Malgrado non abbia raggiunto
in carriera i brillanti risultati di Nicola Pietrangeli o Adriano Panatta, ha entusiasmato il pubblico italiano
per via della sua bizzarra personalità, del suo raffinato tocco di palla e
soprattutto del cuore che ha sempre messo in campo quando
si è trattato di difendere i colori italiani in Coppa Davis (celebri la vittoria contro Mats Wilander a Cagliari
nel 1990
e quella contro Mark Woodforde a Firenze
nel 1993).
Tra le principali
caratteristiche tecniche, il diritto precisissimo e penetrante e soprattutto un
eccellente rovescio a tutto braccio (che Giampiero Galeazzi ha
ribattezzato turbo-rovescio).
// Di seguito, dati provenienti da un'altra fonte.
Issue #1118, opened 2025-04-07
Improve performance of upload csv feature (threading, chunks, etc.)


david-roper:
### Current Implementation and Limitations

Look into way to improve the upload features performance. Allow for users to traverse the website whilst upload is still going.

### Associated Application Components

Client

### Proposed Solution

Looking into the possibility of threading the process. Turn the database entries from the request into chunks that are done by the threads. 

### Estimated Difficulty

None

### Priority

High

PR #1122, opened 2025-04-14
Refactor creation of subject ids in upload csv code.

david-roper:
Works on issue #1118 

changes: 

Removed createSubjectIfNotFound function 
Replaced with a createMany function within subjectService which creates all the subject ids needed for an upload in one go.

### DIFF
--- a/apps/api/src/instrument-records/instrument-records.service.ts
+++ b/apps/api/src/instrument-records/instrument-records.service.ts
@@ -15,6 +15,7 @@ import type {
 import { Prisma } from '@prisma/client';
 import type { Session } from '@prisma/client';
 import { isNumber, pickBy } from 'lodash-es';
+import pLimit from 'p-limit';
 
 import type { EntityOperationOptions } from '@/core/types';
 import { GroupsService } from '@/groups/groups.service';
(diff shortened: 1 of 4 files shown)


apps/api/src/instrument-records/instrument-records.service.ts
```diff
@@ -276,6 +276,16 @@ export class InstrumentRecordsService {
     const createdSessionsArray: Session[] = [];
 
     try {
+      const subjectIdList = records.map((record) => {
```
joshunrau, line 279: const subjectIdList = records.map(({ subjectId }) => {

apps/api/src/subjects/subjects.service.ts
```diff
@@ -41,6 +41,43 @@ export class SubjectsService {
     });
   }
 
+  async createMany(data: CreateSubjectDto[]) {
+    //filter out all duplicate ids that are planned to be created
+
+    const seen = new Set();
```
joshunrau, line 47: why are you using a Set here?

apps/api/src/subjects/subjects.service.ts
```diff
@@ -41,6 +41,43 @@ export class SubjectsService {
...
+    const noDuplicateSubjectsList = data.filter((record) => {
+      if (!seen.has(record.id)) {
+        seen.add(record.id);
+        return true;
+      }
+      return false;
+    });
+
+    const subjectIds = noDuplicateSubjectsList.map((record) => record.id);
```
joshunrau, line 56: you could just create a set from the list of all subject ids also

apps/api/src/subjects/subjects.service.ts
```diff
@@ -41,6 +41,43 @@ export class SubjectsService {
...
+    //find the list of subject ids that already exist
+    const existingSubjects = await this.subjectModel.findMany({
+      select: { id: true },
+      where: {
+        id: { in: subjectIds }
+      }
+    });
+
+    //create a set of existing ids in the database to filter our to-be-created ids with
+    const existingIds = new Set(existingSubjects.map((subj) => subj.id));
```
joshunrau, line 67: won't this be equivalent to subjectIds? maybe I'm missing something?

joshunrau (changes requested):

apps/api/src/subjects/subjects.service.ts
david-roper: I use set in this case for the .has() method, makes it easier to find out if im adding a possible duplicate as it makes is just one boolean statement.

apps/api/src/subjects/subjects.service.ts
david-roper: existing ids includes only the ids already in the database. SubjectIds contains all the ones we'd like to be created without any duplicates. I compare both so have a final list of ids that are unique and do not already exist in the database.

gdevenyi:
Did you benchmark this?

È stato penalizzato nella sua carriera da un
servizio non sempre all'altezza della situazione, da un fisico non
particolarmente atletico e soprattutto da una personalità instabile, che gli è
valsa il soprannome di Neuro-Cané da parte del
celebre giornalista Gianni Clerici, il
quale comunque ne apprezzava i gesti tecnici (parlava di "manina
benedetta").
Ha vinto in carriera 3
tornei dell'ATP (Bordeaux
1986, Båstad 1989 e Bologna
1991), più numerosi tornei
minori, fra i quali Genova,
Torino,
San Marino,
Dublino.
Ha conseguito la medaglia di bronzo ai giochi olimpici di Los Angeles nel 1984 (quando il tennis era sport dimostrativo) e ha raggiunto i
quarti di finale ai giochi olimpici di Seul
nel 1988.
Ha raggiunto il numero 26 del ranking mondiale (nel 1990) e vanta nel suo
palmares prestigiosi successi contro campioni come Jimmy Connors, Stefan Edberg, Mats Wilander, Pat Cash.
È stato fidanzato con la
cantante Paola Turci.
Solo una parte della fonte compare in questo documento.